-- Records to process follows --

PR #656, opened 2023-11-02
Make MegaStoreProvider higher in root components

benthecarman:
No totally sure what I am doing here but I think this could help.

When `MegaStoreProvider` is mounted it creates an instance of mutiny-node, so if any parent components are changed it would too. So I put the `I18nProvider` inside of it incase that is changing as well as a second `ErrorBoundary` that will handle the `Router`, so if any uncaught errors happen there, we don't create a new instance of mutiny-node.

ChatGPT said it might help

### DIFF
--- a/src/components/ErrorDisplay.tsx
+++ b/src/components/ErrorDisplay.tsx
@@ -39,7 +39,9 @@ export function ErrorDisplay(props: { error: Error }) {
                 </NiceP>
                 <NiceP>
                     {i18n.t("error.general.getting_desperate")}{" "}
-                    <A href="/emergencykit">{i18n.t("error.emergency_link")}</A>
+                    <A href="/settings/emergencykit">
+                        {i18n.t("error.emergency_link")}
+                    </A>
                 </NiceP>
                 <div class="h-full" />
                 <Button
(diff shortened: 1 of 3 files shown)


benalleng:
The additional `ErrorBoundary` seems to be the change pulling the weight, when trying to induce a failure I could not cause a i18n error whether the `I18nProvider` was in the `MegaStoreProvider` or not. otherwise tACK on the change, errors now direct to a correct error page instead of the app failing

benalleng:
I did notice there is something wrong with `ErrorDisplay.tsx` the emergency kit link is incorrect, needs to be "/settings/emergencykit".
figure its small enough to push along with this
```
<NiceP>
    {i18n.t("error.general.getting_desperate")}{" "}
    <A href="/settings/emergencykit">{i18n.t("error.emergency_link")}</A>
</NiceP>
```

futurepaul (approved):
nice catch on the broken link @benalleng, fixed in a second commit 

I thought there was a specific reason I nested things how they're nested, but I don't see a direct dependence between i18n and megastore so I think it's fine either way. but either way the error boundary directly outside the router seems to be a huge win, thank you @benthecarman (would've caught that recent bug with the missing fee, for instance)

TonyGiorgio:
> I did notice there is something wrong with `ErrorDisplay.tsx` the emergency kit link is incorrect, needs to be "/settings/emergencykit". figure its small enough to push along with this
> 
> ```
> <NiceP>
>     {i18n.t("error.general.getting_desperate")}{" "}
>     <A href="/settings/emergencykit">{i18n.t("error.emergency_link")}</A>
> </NiceP>
> ```

I think this fixes an issue someone has seen with an emergency page last week

futurepaul:
Screenshot 2023-11-02 at 12 57 13 PM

-- Records to process concluded --

I need each of the entries above printed again exactly.

PR #656, opened 2023-11-02
Make MegaStoreProvider higher in root components

benthecarman:
No totally sure what I am doing here but I think this could help.

When `MegaStoreProvider` is mounted it creates an instance of mutiny-node, so if any parent components are changed it would too. So I put the `I18nProvider` inside of it incase that is changing as well as a second `ErrorBoundary` that will handle the `Router`, so if any uncaught errors happen there, we don't create a new instance of mutiny-node.

ChatGPT said it might help

### DIFF
--- a/src/components/ErrorDisplay.tsx
+++ b/src/components/ErrorDisplay.tsx
@@ -39,7 +39,9 @@ export function ErrorDisplay(props: { error: Error }) {
                 </NiceP>
                 <NiceP>
                     {i18n.t("error.general.getting_desperate")}{" "}
-                    <A href="/emergencykit">{i18n.t("error.emergency_link")}</A>
+                    <A href="/settings/emergencykit">
+                        {i18n.t("error.emergency_link")}
+                    </A>
                 </NiceP>
                 <div class="h-full" />
                 <Button
(diff shortened: 1 of 3 files shown)


benalleng:
The additional `ErrorBoundary` seems to be the change pulling the weight, when trying to induce a failure I could not cause a i18n error whether the `I18nProvider` was in the `MegaStoreProvider` or not. otherwise tACK on the change, errors now direct to a correct error page instead of the app failing

benalleng:
I did notice there is something wrong with `ErrorDisplay.tsx` the emergency kit link is incorrect, needs to be "/settings/emergencykit".
figure its small enough to push along with this
```
<NiceP>
    {i18n.t("error.general.getting_desperate")}{" "}
    <A href="/settings/emergencykit">{i18n.t("error.emergency_link")}</A>
</NiceP>
```

futurepaul (approved):
nice catch on the broken link @benalleng, fixed in a second commit 

I thought there was a specific reason I nested things how they're nested, but I don't see a direct dependence between i18n and megastore so I think it's fine either way. but either way the error boundary directly outside the router seems to be a huge win, thank you @benthecarman (would've caught that recent bug with the missing fee, for instance)

TonyGiorgio:
> I did notice there is something wrong with `ErrorDisplay.tsx` the emergency kit link is incorrect, needs to be "/settings/emergencykit". figure its small enough to push along with this
> 
> ```
> <NiceP>
>     {i18n.t("error.general.getting_desperate")}{" "}
>     <A href="/settings/emergencykit">{i18n.t("error.emergency_link")}</A>
> </NiceP>
> ```

I think this fixes an issue someone has seen with an emergency page last week

futurepaul:
Screenshot 2023-11-02 at 12 57 13 PM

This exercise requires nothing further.